Wolfgang Lutz und Endale Kebede, beide an der Wirtschaftsuni Wien und dem Internationalen Institut für Angewandte Systemanalyse (Iiasa) affiliiert, konnten nun in einer Studie belegen, dass nicht das steigende Einkommen, sondern Bildung der entscheidende Faktor für ein längeres Leben ist.

Entscheidungsbasis für zukünftige Investitionen

In ihrer neuen Studie analysierten Lutz und Kebede globale Daten aus 174 Ländern von 1970 bis 2015. "Gerade für politische Entscheidungsträger ist die Frage, welche Faktoren ausschlaggebend für die menschliche Lebenserwartung sind, von hoher Bedeutung. Denn die Antwort darauf lässt wichtige Rückschlüsse darauf ziehen, wofür Mittel bereitgestellt werden sollten", sagt Lutz.

Lutz und Kebede untersuchten auch die Lebenserwartung in Abhängigkeit von der mittleren Schulzeit der erwachsenen Bevölkerung. Die Kurve verläuft deutlich stärker linear – eine Tatsache, die darauf hindeutet, dass Bildung die Entwicklung viel besser erklärt. Zudem gibt es keine Verschiebung der Kurve nach oben, die auf andere Faktoren hindeuten würde.

Mehr Bildung, bessere Gesundheit

Den Grund dafür sehen die Forscher darin, dass höhere Bildung meist zu komplexerem und längerfristigem Denken führt und damit auch oft zu Verhaltensweisen, die sich auf die Gesundheit positiv auswirken. In den letzten Jahrzehnten verlagerten sich die häufigsten Todesursachen zunehmend von infektiösen auf chronische Krankheiten, die stärker vom individuellen Lebensstil abhängen. In Zukunft werde die Frage des individuellen Verhaltens, das stark von der Bildung abhängt, für die Sterblichkeit weiter an Bedeutung gewinnen wird. "Unsere Forschung zeigt radikalere Ergebnisse als frühere Analysen zum Thema. Sie widersprechen der weit verbreiteten Ansicht, dass Einkommen und medizinische Interventionen die Hauptfaktoren für Gesundheit sind. Sie zeigt sogar, dass der scheinbare Zusammenhang zwischen Einkommen und Gesundheit nicht kausal ist und beides durch Bildung beeinflusst wird", sagt Lutz.

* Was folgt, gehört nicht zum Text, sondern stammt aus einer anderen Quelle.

PR #1241, opened 2017-03-25
fix the word2vec's reset_from()

robotcator:


gensim/test/test_word2vec.py
```diff
@@ -644,7 +644,15 @@ def testTrainWarning(self, l):
...
         self.assertTrue(warning in str(l))
-    
+
+    def test_reset_from(self):
+        models = [
+            word2vec.Word2Vec(size=2, min_count=1, hs=1, negative=0),
+            word2vec.Word2Vec(size=4, min_count=1, hs=1, negative=0),
+        ]
+        models[0].build_vocab(sentences)
+        models[1].reset_from(models[0])
```
tmylk: missing assert that models are indeed the same

tmylk:
Duplicate of #1241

In früheren Forschungsarbeiten am Wittgenstein Centre, einer Kooperation zwischen der WU, dem Iiasa und dem Institut für Demographie (VID, ÖAW), wurde schon gezeigt, wie wichtig eine breite Bildung der Bevölkerung für Armutsbekämpfung und Wirtschaftswachstum ist und dass sie die Anpassungsfähigkeit an den Klimawandel verbessert. All das unterstreiche die Forderung nach verbessertem Zugang zu Bildung als wichtiger Voraussetzung für nachhaltige Entwicklung. "Natürlich geht es dabei auch um die Finanzierung von qualitativ hochwertiger Bildung", ergänzt Lutz. (red, 17.4.2018)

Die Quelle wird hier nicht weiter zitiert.